АУТ. 80-е

Tekst
0
Recenzje
Przeczytaj fragment
Oznacz jako przeczytane
Czcionka:Mniejsze АаWiększe Aa

В Москву? – В деревню

А мы тем временем защитили дипломы. Мой диплом был посвящен проблеме свободного стиха в современной поэзии. И вместе с дипломом, в котором было красиво выведено «филолог, преподаватель», – получили распределение. Тогда оно еще было – распределение. В филологах-преподавателях, а проще говоря, учителях русского языка и литературы, нуждались, прежде всего, сельские школы.

Я могла бы остаться в городе – у меня давно шел журналистский стаж, были центральные публикации. Можно было не только работать в редакции молодежной газеты или на телевидении – можно было смело ехать в Москву.

Но я поехала в деревню. Меня всегда притягивала к себе деревня – был в ней для меня какой-то магнит, какая-то истина, – как в старых песнях. И вряд ли будет преувеличением сказать, что меня притягивала земля. Да, меня притягивала земля. Ощущение поля. Мне казалось, что есть какая-то связь, важная связь, – меня и земли, и мне надо еще что-то понять и, может быть, избавиться от какого-то обмана, каких-то ненужных проблем, опутывающих мою голову. После всего, что я учила и сдавала, после всего, что я уже пережила и в чем продолжала запутываться, хотелось предельной простоты.

От распределения по сельским школам все мечтали избавиться. Мало кто собирался работать в школе, даже в городе. Мне же казалось, что это, по меньшей мере, нечестно. Нечестно для городского человека не думать о деревне, а для взрослого – не думать о школе. Думать в том смысле, что делать что-нибудь. Молодых надо призывать в школу, а не в армию. На два года. Учителями или помощниками учителей.

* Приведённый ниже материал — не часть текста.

PR #291, opened 2025-09-26
Feat/bulk insert

tonychang04:
Support csv or json file upload

tested uploading though the test.

Next step. Connect with MCP to test

### DIFF
--- a/backend/src/core/database/advance.ts
+++ b/backend/src/core/database/advance.ts
@@ -18,6 +18,7 @@ import { parseSQLStatements } from '@/utils/sql-parser.js';
 import { convertSqlTypeToColumnType } from '@/utils/helpers.js';
 import { validateTableName } from '@/utils/validations.js';
 import format from 'pg-format';
+import { parse } from 'csv-parse/sync';
 
 export class DatabaseAdvanceService {
   private dbManager = DatabaseManager.getInstance();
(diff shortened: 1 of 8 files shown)


backend/src/core/database/advance.ts
```diff
@@ -833,6 +837,159 @@ export class DatabaseAdvanceService {
...
+    if (!records || records.length === 0) {
+      throw new AppError('No records to insert', 400, ERROR_CODES.INVALID_INPUT);
+    }
+
+    const pool = this.dbManager.getPool();
+    const client = await pool.connect();
+
+    try {
+      // Get column names from first record
+      const columns = Object.keys(records[0]);
```
jwfing, line 911: Just for clarification, for json format, does records[0] still stand for column names?

tonychang04: yes, since after parsing it will be array of {}.  the key of the records will be column names 

  After Parsing:

  records = [
    { email: "john@test.com", nickname: "JohnDoe", age: "25", is_active: "true" },
    { email: "jane@test.com", nickname: "JaneSmith", age: "30", is_active: "false"
  },
    { email: "bob@test.com", nickname: "BobBuilder", age: "35", is_active: "true" }
  ]
  
  feel free to take a look at the tests

jwfing: Okay, I see, for the json format, we need include all columns for any object even if the value is null.

jwfing (approved):

tonychang04:
will merge this after testing with mcp as well

Fermionic-Lyu (commented):
What's happening on the package-lock? 🤔

Also it's a very tricky naming here. Maybe bulk-upsert? Since this method allows for both updating and inserting...

tonychang04:
i rebased and all package lock is fixed!

tonychang04:
finished testing with mcp to upload the bulk information

Fermionic-Lyu (approved):
LGTM!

И я поехала работать в сельскую школу. Я бы сделала это, даже если бы не было никаких других, скрытых причин и мотивов.

Страх

Но была и скрытая причина. Мне хотелось уехать на край земли и спрятаться, уехать как можно дальше, чтобы меня нельзя было найти. Я не могла отделаться от чувства, что меня кто-то преследует. Я не могла избавиться от страха. Бывший муж – очень странно было даже мысленно называть его так, во всём этом была такая мучительная ошибка, – не появлялся, но я чувствовала, что появление не только возможно – оно будет. Оно проявится, раскроется; я чувствовала, что мне грозит опасность.

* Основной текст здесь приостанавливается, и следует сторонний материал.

PR #292, opened 2025-09-26
🐛 Fixed default value triggered error

Leo-rq-yu:
Issue: The user would still see the error message saying "Function container is unhealthy" even though everything is fine.

Cause: In React, the default value is passed into components during mounting. Therefore, if the default value is "unhealthy," an error message will be displayed in the initial rendering.

Fix: Changed the default value from "unhealthy" to "running" to avoid displaying the error message in the initial rendering. It will still pop out as normal if the backend returns "unhealthy".

https://github.com/user-attachments/assets/955488c4-bbfa-4c75-8179-9f4ed43a8d1f


tonychang04:
video for 2 things. 1 succeeding and then opening page
1 container failing and opening the page

tonychang04 (approved):

Issue #277, opened 2025-09-24
[Bug]: fileItem type unmatched bug


Leo-rq-yu:
### Pre-submission Checklist

- [x] I have searched existing issues and confirmed this is not a duplicate
- [x] I have read the contributing guidelines
- [x] This is a legitimate bug report and not spam or promotional content

### What happened?

In the StoragePage file, a TypeScript error appears at line 342.

### Expected Behavior

No error message.

### Steps to Reproduce

Pull the code base to local and open the StoragePage file, and you can find it. 

### Environment

All Env.

### Screenshots/Logs

<img width="635" height="349" alt="Image" src="https://github.com/user-attachments/assets/84e2dfbc-c1b0-44c9-a221-73bf22c063da" />

Fermionic-Lyu:
I don't see it in the current codebase. Can you confirm if it is still an issue?

Leo-rq-yu:
> I don't see it in the current codebase. Can you confirm if it is still an issue?

It is still marked as an error in my codebase. I think I know how to fix it.

Leo-rq-yu:
Triggered by my TS extension installed locally.

PR #294, opened 2025-09-26
[FIX] Fixed fileitem type unmatch issue

Leo-rq-yu:
Issue: #277 

Cause: `getAsFile()` will return an item with type as `File | null`, then the array becomes type `(File | null)[]`. Even though we add the func `filter()` to remove `null` values, the type of this array didn't shrink to `File`. 

Fix: We either filter out null values early or claim items are type `File` in the filter function.

### DIFF
--- a/frontend/src/features/storage/page/StoragePage.tsx
+++ b/frontend/src/features/storage/page/StoragePage.tsx
@@ -343,9 +343,9 @@ export default function StoragePage() {
           const f = item.getAsFile();
           return f ? [f] : [];
         });
-        // Alternative Solution: 
-        // .map((item) => item.getAsFile())
-        // .filter((item): item is File => item !== null);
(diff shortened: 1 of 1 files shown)


Fermionic-Lyu:
This is not appearing on my VS code. And the original branch is passing the type check CI/CD, so I think there is no problem with current implementation. Maybe you need to update your IDE or it's an local addon issue?

Leo-rq-yu:
> This is not appearing on my VS code. And the original branch is passing the type check CI/CD, so I think there is no problem with current implementation. Maybe you need to update your IDE or it's an local addon issue?

I double-checked and verified that this error is triggered by my TS extension, which is installed in my IDE. Shall I close this PR and remove the issue?

Fermionic-Lyu:
Yeah, you can close and remove the issue.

И я смотрела на письмо, как на подтверждение этого чувства, на разрастание его, на новый вид, форму, которая грозит ростом, новой веткой, новым витком. Пристально рассматривала штамп на конверте, пытаясь раскрыть какой-нибудь подлог или подвох. Штамп, как и обратный адрес… Ленинск-Кузнецкий. Далеко, на краю земли… Нет, не может быть, это что-то другое…

Две недели мучений и страхов, жутких мысленных картин, чем это может закончиться, и терзаний совести: а вдруг я всю жизнь буду мучиться потом, что не подала руку помощи и поддержки бедному оступившемуся человеку. Ну не руку, конечно, – хотя бы взгляд. А вдруг я должна помочь – и не помогу, хотя бы крупицей своего внимания… Но я опять иду по краю и готова шагнуть в трясину. Через две недели я поняла: это уже схватка с собственным страхом, который гложет меня и вот-вот сделает своей жертвой, полностью подчинит.

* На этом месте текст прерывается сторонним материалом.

Issue #26, opened 2025-07-31
[Frontend][Enhancement] Displaying drop down arrow for boolean types


tonychang04:
<img width="275" height="64" alt="Image" src="https://github.com/user-attachments/assets/7e8bd8ff-6798-4040-8a45-2501d3051c01" />

when hovering  a boolean cell, we should see the drop down arrow show up instead of needed to double click for it to show up

<img width="276" height="137" alt="Image" src="https://github.com/user-attachments/assets/32f2a7e6-105f-4797-a605-0374066e2f46" />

«…Из прихоти нищего – "подайте мне монету, да обязательно серебряную" – я морочу тебе голову, считай так…»

И я написала в ответ всего две строчки: дескать, ну что же ты так уверен, что я тебе всё равно не отвечу. Думай, учись на ошибках. Читай книги. Живи и выздоравливай. Ну, чтоб совесть меня не мучила.

Ответ

Получила ответ. И убедилась: это другой человек. Это не новые кровавые игры мальчика – это другой человек, другая судьба, совсем. Совсем другая.

«…Понять тебе меня сложно, но, возможно, кое-что из моей жизни поможет тебе в этом.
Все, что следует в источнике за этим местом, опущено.